Other systems and groups use the triangle as well and you may want to do some research so that you can design a triangle that is unique to you.  As was mentioned before; the Gay Pride triangle points downward and encloses a rainbow.  Mr. Van Cise's school uses a simple white triangle in a field of maroon.  Some FMA schools use three rattan sticks to form their triangle to display their affiliation with stick fighting; others use knives (bolos) to show they are bladed practitioners.  I believe narcotics anonymous uses a black triangle enclosed in a circle to represent their path...yes there is religion involved in that one as well.

Don't be afraid to involve your tattoo artist in the design process; it is after all their chosen profession and he/she should be more than willing to help you come up with a "tattoo friendly" design.  If they aren't willing to help...find a tattoo artist who will!

All of that being said, the bottom line is this:  The meaning of the tattoo you choose really is relevant to only one person...YOU!  Tattoos are very personal and can be very expressive and uplifting; think hard before you have it done however...there aren't any really good erasers in tattooing!

Good luck and Peace be with you,
kalikg


----------



## Makalakumu (Aug 20, 2007)

Triangles are a very ancient symbol.  They can be found in 30,000 old cave paintings.  Usually, they represent the union of three different aspects or the male and female genitalia.  Those aspects or the orientation of the polygon is entirely dependent upon what you want to believe.


----------



## CoryKS (Aug 21, 2007)

QUI-GON said:


> I understand that the Triangle Symbol has various meanings to different people. It seems to be a symbol of Religion and Alcoholics Anonymous, as well as other things.
> 
> I'm thinking of incorporating the symbol into a stylish tattoo but I'm not sure how it will be perceived by people. I think of it as representing spirit, divinity, fire, life, prosperity and harmony. Anyone have any thoughts or more knowlege on the subject?


 
Even if it doesn't have a certain meaning today, it may tomorrow.  Some goofy cult could come along after you've done the job and adopt it for their own before going to meet the comet.  Imagine some guy in the late 1920's showing off his new tattoo to his friends: "It's an Indian good luck symbol.  Cool, huh?"

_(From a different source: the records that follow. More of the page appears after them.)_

PR #3370, opened 2020-10-12
Improve block insertion time

gorbak25:
Preliminary refactoring of block validation to prepare for a customizable consensus engine.
1. Reduce the consumed IO resources by caching blocks required for target calculation in ram
2. Fail when the block is clearly invalid before starting the DB transaction 
3. Don't write the genesis hash to the db on every single block
4. Remove some unnecessary reads for the previous block/keyblock
5. Better benchmarks

My next PR will move the rest of the header validation logic outside the DB transaction - the validation of keyblocks will be made in the customizable consensus engine.

### DIFF
--- a/apps/aecore/src/aec_chain_state.erl
+++ b/apps/aecore/src/aec_chain_state.erl
@@ -1169,10 +1169,6 @@ db_get_header(Hash) when is_binary(Hash) ->
     {value, Header} =  aec_db:find_header(Hash),
     Header.
 
-dirty_db_get_header(Hash) when is_binary(Hash) ->
-    {value, Header} =  aec_db:dirty_find_header(Hash),
-    Header.
-
 db_find_key_nodes_at_height(Height) when is_integer(Height) ->
     case aec_db:find_headers_and_hash_at_height(Height) of
         [_|_] = Headers ->
--- a/apps/aecore/src/aec_chain_state.erl
+++ b/apps/aecore/src/aec_chain_state.erl
@@ -514,60 +514,109 @@ internal_insert(Node, Block, Origin) ->
     end.
 
 %% Builds the insertion context from cached data and the node to insert
-%% Please note that this is called in dirty context
+%% Please note that this is called in dirty context without a try
+%% clause - don't hard crash here.
+%% Performs basic checks to ensure the chain consistency
 build_insertion_ctx(Node, micro, undefined) ->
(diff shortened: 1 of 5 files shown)


apps/aecore/src/aec_chain_state.erl
```diff
@@ -1310,3 +1412,27 @@ fork_result(Count, #{signalling_block_count := SigCount}) when Count >= SigCount
...
     false.
+
+setup_etc_cache() ->
+    %% Lager might not be up so don't bother with logging
+    Self = self(),
+    Tab = ?RECENT_CACHE,
+    Keypos = #recent_blocks.key,
+    case ets:info(Tab, name) of
+        undefined ->
+            spawn(fun() ->
```
radrow, line 1423: Why timeout?

radrow (approved):

erlmachinedev:
Oh, here is a great amount of significant work (I even afraid to put any criticism here) You are 🤖. @gorbak25 if you don't mind I share some thoughts about this great сontribution :

1) It could be nice to separate this functionality into the appropriate component like  "**aec_chain_recent_state**";
2) To describe this component and to reflect it's purpose via **exported API**;   
3) I know that Erlang processes don't break without reason (but ?RECENT_CACHE table which is spawned and stubbed by infinite sleep looks scary, taking into account the consequences of denying). Did you consider to put it into the **supervision tree**?

So my opinion is that complexity is decreased and we have to think about future devs too. I consider that functionality is important and which is deserved to be decoupled from app design perspective.

erlmachinedev (approved):

gorbak25:
More cleanup will be done with the consensus engine PR - the insertion context/cache will become part of the consensus module. The sleeping process will be moved under the supervision tree when I will introduce periodic GC of orphaned caches.

radrow (approved):

gorbak25:
Before merging I will run a sync test from genesis to ensure that switching to dirty reads didn't break the node.

gorbak25:
So far no hiccups
image

apps/aecore/src/aec_chain_state.erl
uwiger: I think this is good practice, even though it is very unlikely to trigger (but not impossible).

uwiger (approved):

PR #3372, opened 2020-10-15
Optional dirty tree backend

gorbak25:
Using dirty reads for our merkle trees is fine, as the in ram cache we got in place is enough to ensure that we don't mutate outdated/unavailable data(which might be returned by a dirty read). By enabling dirty reads, it turned out that one test case in CI randomly failed - aehttp_sc_SUITE ==> plain.sc_ws_min_depth_is_modifiable
Some components in our node, like the state channel chain watcher might try to read the channel state instantly after the new block got inserted to the DB - as the tree cache is not globally shared between processes we cannot rely on dirty reads in this case.

This PR changes the DB to return a "safe" tree db backend unless the caller explicitly asks for a dirty version.

### DIFF
--- a/apps/aechannel/src/aesc_state_tree.erl
+++ b/apps/aechannel/src/aesc_state_tree.erl
@@ -16,6 +16,7 @@
          lookup/2,
          mtree_iterator/1,
          new_with_backend/1,
+         new_with_dirty_backend/1,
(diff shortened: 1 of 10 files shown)


uwiger (approved):
LGTM

radrow (approved):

The best thing is to get a clear idea in your own head what the symbol represents to you and to be able to communicate that to anyone who asks.


----------



## Touch Of Death (Aug 21, 2007)

Put a cross under that triangle and it becomes the celtic symbol of death.
Sean


----------



## grydth (Aug 21, 2007)

Carol Kaur said:


> Personally I think it depends on how the triangle is used.  A lot of gay rights groups use pink triangles.  The triangle can also be seen many places in Philippine culture.  A few FMA schools, as well as MAists with Filipino blood (most notably Mr. Huk Planas) have emblems designed with Filipino weapons forming a triangle.  Brian Van Cise's "Instinctive Response Training" has a triangle within a circle.
> 
> That being said, I don't have any ink so I may not be the best one to answer



You're dead on - gay inmates in concentration camps were forced to wear pink triangles. Other types of inmates had something different.


----------



## Kacey (Aug 21, 2007)

grydth said:


> You're dead on - gay inmates in concentration camps were forced to wear pink triangles. Other types of inmates had something different.

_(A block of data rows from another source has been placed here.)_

PR #3373, opened 2020-10-16
Improve peer pools handling

velzevur:
This PR improves handling of peers:
* Significantly speeds up the TCP probes. Those used to be done roughly once
  every 2 minutes while now they are executed every second. Note that this is
  done only if there are peers to be checked: if a peer is missing, there is a
  grace period in which we mark it as 'suspended', waiting for its return. If
  all peers are checked, we wait longer - until either a new peer is added or
  there is a not-suspended peer. Basically the probes come on demand. Even
  despite the probes are fast, there is a maximum size of currently ongoing
  probes.
* Fixes the process of probing `verified` peers. Until now we were probing
  only `unverified` peers. If a peer responds to the probe - we consider it
  `verified`. We downgrade a `verified` peer only after we fail connecting to
  it. This resulted in amounting peers that used to be `verified` at one point
  of time. This is fixed now as we probe `verified` peers as well. What is
  more is, that this PR plays really well with PR #3365.
  This means that if a peer goes down, we will find it significantly sooner
  and will downgrade it as an `unverified` one. This is important as a nodes
  shares to other nodes only peers one considers to be `verified`.

### DIFF
--- a/apps/aecore/src/aec_peers.erl
+++ b/apps/aecore/src/aec_peers.erl
@@ -452,7 +452,7 @@ handle_call({connection_closed, PeerId, PeerCon}, _From, State0) ->
     {reply, ok, update_peer_metrics(schedule_connect(State))};
 handle_call({peer_dead, PeerId, PeerCon}, _From, State0) ->
     State = on_peer_dead(PeerId, PeerCon, State0),
-    {reply, ok, update_peer_metrics(State)};
+    {reply, ok, update_peer_metrics(maybe_start_tcp_probe_timers(State))};
 handle_call({peer_connected, PeerId, PeerCon}, _From, State0) ->
     {Result, State} = on_peer_connected(PeerId, PeerCon, State0),
     {reply, Result, update_peer_metrics(schedule_connect(State))};
@@ -461,7 +461,7 @@ handle_call({peer_accepted, PeerAddr, PeerInfo, PeerCon}, _From, State0) ->
     {reply, Result, update_peer_metrics(State)};
 handle_call({peer_alive, PeerId, PeerCon}, _From, State0) ->
     {Result, State} = on_peer_alive(PeerId, PeerCon, State0),
-    {reply, Result, update_peer_metrics(State)}.
+    {reply, Result, update_peer_metrics(maybe_start_tcp_probe_timers(State))}.
 
 handle_cast({log_ping, Outcome, PeerId, _Time}, State) ->
     update_ping_metrics(Outcome),
@@ -864,12 +864,12 @@ maybe_start_tcp_probe_timers(State) ->
     _State = maybe_start_tcp_probe_timer(unverified, State1).
 
 -spec maybe_start_tcp_probe_timer(peer_pool_name(), state()) -> state().
-maybe_start_tcp_probe_timer(verified, #state{ last_tcp_verified_probe_time = undefined } = State) ->
+maybe_start_tcp_probe_timer(verified, #state{ tcp_verified_probe_ref = undefined } = State) ->
     Delay = initial_tcp_probe_delay(),
     RefVerified = start_timer({tcp_probe, verified}, Delay),
     State#state{ last_tcp_verified_probe_time = timestamp(),
                  tcp_verified_probe_ref = RefVerified };
-maybe_start_tcp_probe_timer(unverified, #state{ last_tcp_unverified_probe_time = undefined } = State) ->
+maybe_start_tcp_probe_timer(unverified, #state{ tcp_unverified_probe_ref = undefined } = State) ->
     Delay = initial_tcp_probe_delay(),
     RefUnverified = start_timer({tcp_probe, unverified}, Delay),
     State#state{ last_tcp_unverified_probe_time = timestamp(),
--- a/apps/aecore/src/aec_peers.erl
+++ b/apps/aecore/src/aec_peers.erl
@@ -74,12 +74,13 @@
 -define(MAX_CONNECTION_INTERVAL,       30 * 1000). % 30 seconds
 
 -define(MIN_TCP_PROBE_INTERVAL,              100).
--define(MAX_TCP_PROBE_INTERVAL,       120 * 1000). % 2 minutes
+-define(MAX_TCP_PROBE_INTERVAL,       1 * 1000). % 1 second 
 
 -define(DEFAULT_PING_INTERVAL,        120 * 1000). %  2 minutes
 -define(DEFAULT_UNBLOCK_INTERVAL, 15 * 60 * 1000). % 15 minutes
 -define(DEFAULT_MAX_INBOUND,                 100).
 -define(DEFAULT_MAX_OUTBOUND,                 10).
+-define(DEFAULT_MAX_TCP_PROBES,              100).
 -define(DEFAULT_SINGLE_OUTBOUND_PER_GROUP,  true).
 -define(DEFAULT_RESOLVE_MAX_SIZE,            100).
 -define(DEFAULT_RESOLVE_MAX_RETRY,             7).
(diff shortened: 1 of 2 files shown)


velzevur:
In order to verify and measure the improvements, I will kindly ask @dincho to spawn 2 nodes:
ControlGroupNode - a node running the latest release version
TestNode - a node running suggested changes on top of master (so  #3365 is included as well)

Those will run in a parallel for a few days and we would check how their pools are going. The main focus goes on the `verified` pool.

gorbak25 (dismissed):

apps/aecore/src/aec_peers.erl
```diff
@@ -734,21 +746,27 @@ connect(State0) ->
...
-                             "waiting ~b ms", [Delay]),
-            schedule_tcp_probe(Delay, State2);
-        {selected, Peer, State2} ->
-            schedule_tcp_probe(undefined, start_connection(tcp, Peer, State2))
+%% Connects to a random peer from verified or the unverified pool to check if
+%% the selected peer is alive; schedule the next TCP probe timeout
+-spec tcp_probe(peer_pool_name(), state()) -> state().
+tcp_probe(PeerPoolName, State0) ->
+    State = cancel_tcp_probe_timer(PeerPoolName, State0),
+    case is_tcp_probe_allowed(State0) of
```
uwiger, line 754: Is the reference to `State0` instead of `State` deliberate?

uwiger: If so, perhaps this could be made clear with e.g.
```erlang
ProbeAllowed = is_tcp_probe_allowed(State0),
State = cancel_tcp_probe_timer(PeerPoolName, State0),
case ProbeAllowed of
   ...
end
```

apps/aecore/src/aec_peers.erl
```diff
@@ -734,21 +746,27 @@ connect(State0) ->
...
+        false ->
+            schedule_tcp_probe(?MAX_TCP_PROBE_INTERVAL, PeerPoolName, State0);
+        true ->
+            case pool_random_select(PeerPoolName, State) of
+                {unavailable, State2} ->
+                    epoch_sync:debug("No peers available for TCP probe", []),
```
uwiger, line 760: Should the `PeerPoolName` be included in the debug msg?

apps/aecore/src/aec_peers.erl
```diff
@@ -734,21 +746,27 @@ connect(State0) ->
...
+                    schedule_tcp_probe(?MAX_TCP_PROBE_INTERVAL, PeerPoolName, State2);
+                {wait, Delay, State2} ->
+                    epoch_sync:debug("No peers available for TCP probe, "
```
uwiger, line 763: Include `PeerPoolName`?

apps/aecore/src/aec_peers.erl
```diff
@@ -787,18 +805,17 @@ schedule_connect(MinDelay, State0) ->
...
--spec schedule_tcp_probe(undefined | non_neg_integer(), state()) -> state().
-schedule_tcp_probe(MinDelay, State0) ->
-    State = cancel_tcp_probe_timer(State0),
-    NextDelay = next_tcp_probe_delay(State),
+-spec schedule_tcp_probe(undefined | non_neg_integer(), peer_pool_name(), state()) -> state().
+schedule_tcp_probe(MinDelay, PeerPoolName, State0) ->
+    State = cancel_tcp_probe_timer(PeerPoolName, State0),
+    NextDelay = next_tcp_probe_delay(PeerPoolName, State),
     Delay = safe_max(MinDelay, NextDelay),
     epoch_sync:debug("Waiting ~b ms for the next TCP probe", [Delay]),
```
uwiger, line 813: Include `PeerPoolName`?

apps/aecore/src/aec_peers.erl
```diff
@@ -814,19 +831,19 @@ next_connect_delay(State) ->
...
-next_tcp_probe_delay(State) ->
-    %% TODO: this probably needs some tweaks, it should be also dependent on the
-    %% number of available unverified peers, number of verified peers vs
-    %% max_outbound, and maybe it could start to be more frequent when there are
-    %% more timeouts while connecting and the number of outbound connections is
-    %% low, etc.
-    #state{ last_tcp_probe_time = LastTime, outbound = Outbound } = State,
+-spec next_tcp_probe_delay(peer_pool_name(), state()) -> non_neg_integer().
+next_tcp_probe_delay(PeerPoolName, State) ->
+    LastTime =
```
uwiger, line 841: Could be its own function.

apps/aecore/src/aec_peers.erl
```diff
@@ -1272,10 +1315,12 @@ on_connect_timeout(_Ref, State) ->
...
-on_tcp_probe_timeout(Ref, #state{ tcp_probe_ref = Ref } = State) ->
-    tcp_probe(State#state{ tcp_probe_ref = undefined });
-on_tcp_probe_timeout(_Ref, State) ->
+-spec on_tcp_probe_timeout(reference(), peer_pool_name(), state()) -> state().
+on_tcp_probe_timeout(Ref, verified, #state{ tcp_verified_probe_ref = Ref } = State) ->
+    tcp_probe(verified, State#state{ tcp_verified_probe_ref = undefined });
+on_tcp_probe_timeout(Ref, unverified, #state{ tcp_unverified_probe_ref = Ref } = State) ->
+    tcp_probe(unverified, State#state{ tcp_unverified_probe_ref = undefined });
+on_tcp_probe_timeout(_Ref, _, State) ->
     epoch_sync:info("TCP probe timeout with invalid reference", []),
```
uwiger, line 1324: Perhaps also include the `PeerPoolName` here as well, since now the `Ref` could be valid, but the pool name wrong...

apps/aecore/src/aec_peers.erl
uwiger: But the test doesn't seem to need to reference `State0` ...

apps/aecore/src/aec_peers.erl
velzevur: Since it is only used in this small function, I'd rather keep it self contained in it.

uwiger (dismissed):

gorbak25:
@velzevur @uwiger I've set up the experiment on my k8s cluster :)
Control node: https://control-ae-sync-test.gorbak25.eu/v2/status
PR node: https://pr-ae-sync-test.gorbak25.eu/v2/status
Public dashboard: https://ae-sync-test.gorbak25.eu/d/RBn2zktGk/ae-sync-test?orgId=1&refresh=10s&from=now-6h&to=now
So far it looks that indeed this PR improves the situation:
image

I've used the following sync config for both the control and test node:
```
aecore:
    - sync_max_outbound: 100
    - sync_max_inbound: 1000
    - ping_interval: 200 
```

velzevur:
Great work @gorbak25 !
It looks like a few hours ago the `unverified` peers started crawling up:
Screenshot 2020-10-19 at 10 45 00
It could be a symptom for a bug in the PR above or maybe the node is receiving suspiciously a lot of new peers...

gorbak25:
@velzevur the logs are flooded with the following:
image

uwiger (approved):

velzevur:
@gorbak25 those error seem unrelated to the (dead) peers issue. The messages above are a symptom for a race in the sync itself

gorbak25:
@uwiger @velzevur 
New version deployed on: https://pr-v2-ae-sync-test.gorbak25.eu/v2/status
Stats should be available on the public dashboard
image

gorbak25:
For the record I'm leaving the latest state of the dashboard here in case I need to reclaim some resources on my server:
image

gorbak25 (approved):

Indeed.  Jewish inmates wore a yellow star of David, made by placing one triangle base (flat side) down, and another point down, to make a 6 pointed star.


----------



## Tames D (Sep 1, 2007)

Thanks for the replies everyone. Gives me alot to think about. I'm not really sure why this symbol appeals to me, but it doe's. It seems to have quite a range in meaning.


----------



## kuntawguro (Sep 7, 2007)

The triangle plays an important part in the theory of Filipino martial arts as in foot work and in defensive angling, as in  disrupting of the bodies 4 triangle  formations.  It also stands for the father , son , and holy ghost.  Knowledge skill and wisdom, and tons of other subliminal things


----------



## Brian R. VanCise (Sep 7, 2007)

Lot's of overt meanings such as angling, footwork, distancing, etc.  It is a very popular symbol within the FMA community but not just there it is also used withing the BJJ community and even more. (some silat)  In IRT it represents many thing's but definately the connection of the Physical, Mental and Spiritual.


----------



## Monadnock (Sep 7, 2007)

QUI-GON said:


> Thanks for the replies everyone. Gives me alot to think about. I'm not really sure why this symbol appeals to me, but it doe's. It seems to have quite a range in meaning.


 
I've seen it mentioned in Aikido as well. Something about Triangle, Square, Circle. Plus the Greeks were really fond of them, so they gotta be cool! :ultracool


----------